目的/假设:在一项回顾性、观察性、横断面、单中心研究中,我们评估了白种人 1 型糖尿病患者中不同 CKD 表型(有和无白蛋白尿)的患病率及其相关因素。
2001 年至 2009 年,连续纳入 408 名男性和 369 名女性 1 型糖尿病患者(年龄 40.2±11.7 岁,糖尿病病程 19.4±12.2 年,HbA1c7.83±1.17%[62.0±12.9mmol/mol])。所有患者均检测白蛋白/肌酐比值(ACR)和肾小球滤过率(肾脏病饮食改良法),并确定 CKD 分期。分别有 41.5%和 8.1%的患者检测到糖尿病视网膜病变和周围神经病变,8.5%的患者发生心血管疾病(CVD)。盲法研究者对 CKD 表型进行了判断。
91.6%、6.4%和 1.9%的个体分别存在正常白蛋白尿(ACR<3.4mg/mmol)、微量白蛋白尿(ACR3.4-34mg/mmol)和大量白蛋白尿(ACR≥34mg/mmol)。
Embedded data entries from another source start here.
PR #6207, opened 2026-06-22
perf: add 5s timeout + dedup to geo2 fetch, remove redundant fallback…

mokimo:
… call

geo2.adobe.com/json/ was fetched with no timeout (browser TCP timeout ~30s) and no deduplication — concurrent callers each started an independent fetch. resolveDetectedMarketCountry() compounded this by making a second serial geo2 attempt on failure, meaning a blocked geo2 could cost 60s total.

Changes:
- geo.js: wrap fetch in AbortController with 5s timeout; cache the in-flight promise so concurrent calls share one fetch instead of each issuing a duplicate request
- utils.js: remove the redundant getAkamaiCode() fallback block from resolveDetectedMarketCountry() — getCountry() already tried geo2 and returned null, an immediate retry will have the same result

eGFR 1 期(≥90ml/min[1.73m])、2 期(60-89ml/min[1.73m])和 3 期(<60ml/min[1.73m])分别占 57.3%、39.0%和 3.7%。大多数患者没有 CKD(89.4%),而 6.8%和 3.7%的患者分别处于 CKD 1-2 期和≥3 期。在≥3 期 CKD 患者中,白蛋白尿表型(Alb)和非白蛋白尿表型(Alb)分别为 12(41.4%)和 17(58.6%)。ACR<3.4mg/mmol 的个体进一步分为正常白蛋白尿(<1.1mg/mmol;77.2%)和轻度白蛋白尿(1.1-3.4mg/mmol;14.4%),eGFR 为 75-89ml/min[1.73m]的患者进一步分为 eGFR 为 60-74ml/min[1.73m]的患者。即使在 eGFR 为 60-74ml/min[1.73m]的患者中,ACR<3.4mg/mmol(88.7%)甚至<1.1mg/mmol(70.4%)也很常见。在≥3 期 CKD 患者中,ACR<1.1mg/mmol 的患病率较低,但仍有显著意义(34.5%)。在 logistic 回归分析中,CKD 1-2 期和≥3 期 CKD 与年龄、HbA、γ-谷氨酰转移酶、纤维蛋白原、高血压独立相关,但与性别、BMI、吸烟、高密度脂蛋白胆固醇或三酰甘油无关。纳入晚期视网膜病变后,HbA 从模型中去除。CKD Alb 表型与糖尿病病程、HbA、高密度脂蛋白胆固醇、纤维蛋白原和高血压相关,而 CKD Alb 表型与年龄和高血压相关,与糖尿病病程、HbA 和纤维蛋白原无关。
结论/解释:1 型糖尿病患者的 Alb CKD 表型占相当大的比例,支持了 1 型糖尿病中两种不同的进展途径(Alb 和 Alb)向晚期肾病进展的假说。这两种途径可能是不同的,这可以从与两种 CKD 表型相关的不同的协变量集来提示。